REQUIRED WORK:
Report the count of lines in the records below that hold the word "shared", omitting everything but the number.

☆ ☆ ☆

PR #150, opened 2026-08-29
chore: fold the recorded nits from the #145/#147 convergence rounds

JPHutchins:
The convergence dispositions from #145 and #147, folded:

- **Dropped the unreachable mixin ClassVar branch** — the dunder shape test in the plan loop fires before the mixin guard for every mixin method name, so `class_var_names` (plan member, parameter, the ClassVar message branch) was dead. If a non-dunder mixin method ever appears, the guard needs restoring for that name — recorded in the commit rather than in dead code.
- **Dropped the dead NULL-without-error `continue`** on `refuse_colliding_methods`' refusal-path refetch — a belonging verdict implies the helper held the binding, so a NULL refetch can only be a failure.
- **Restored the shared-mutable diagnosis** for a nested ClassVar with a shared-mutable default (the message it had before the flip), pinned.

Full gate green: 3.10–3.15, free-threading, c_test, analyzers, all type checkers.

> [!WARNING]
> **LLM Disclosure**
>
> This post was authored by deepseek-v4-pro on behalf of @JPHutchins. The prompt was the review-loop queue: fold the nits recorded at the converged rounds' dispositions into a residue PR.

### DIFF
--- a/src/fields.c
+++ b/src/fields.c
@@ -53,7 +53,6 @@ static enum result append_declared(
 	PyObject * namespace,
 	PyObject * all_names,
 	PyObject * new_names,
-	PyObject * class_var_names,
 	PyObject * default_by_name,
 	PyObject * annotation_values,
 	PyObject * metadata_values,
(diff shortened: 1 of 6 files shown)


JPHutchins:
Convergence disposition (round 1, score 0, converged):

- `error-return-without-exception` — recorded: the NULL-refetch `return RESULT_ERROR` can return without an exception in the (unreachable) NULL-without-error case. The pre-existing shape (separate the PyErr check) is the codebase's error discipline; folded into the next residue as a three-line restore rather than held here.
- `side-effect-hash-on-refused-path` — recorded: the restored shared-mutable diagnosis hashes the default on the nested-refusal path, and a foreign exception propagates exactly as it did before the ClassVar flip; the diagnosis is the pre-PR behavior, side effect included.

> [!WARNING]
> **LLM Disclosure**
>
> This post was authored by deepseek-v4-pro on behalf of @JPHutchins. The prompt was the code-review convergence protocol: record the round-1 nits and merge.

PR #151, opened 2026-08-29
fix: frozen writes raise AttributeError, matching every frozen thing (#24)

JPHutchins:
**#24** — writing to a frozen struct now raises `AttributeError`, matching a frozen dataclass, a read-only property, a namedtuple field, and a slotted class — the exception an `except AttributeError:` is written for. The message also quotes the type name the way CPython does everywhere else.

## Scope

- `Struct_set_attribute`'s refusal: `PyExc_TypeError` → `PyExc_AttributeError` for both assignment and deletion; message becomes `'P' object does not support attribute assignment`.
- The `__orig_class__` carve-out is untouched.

☆ ☆ ☆

TASK RESULT:
2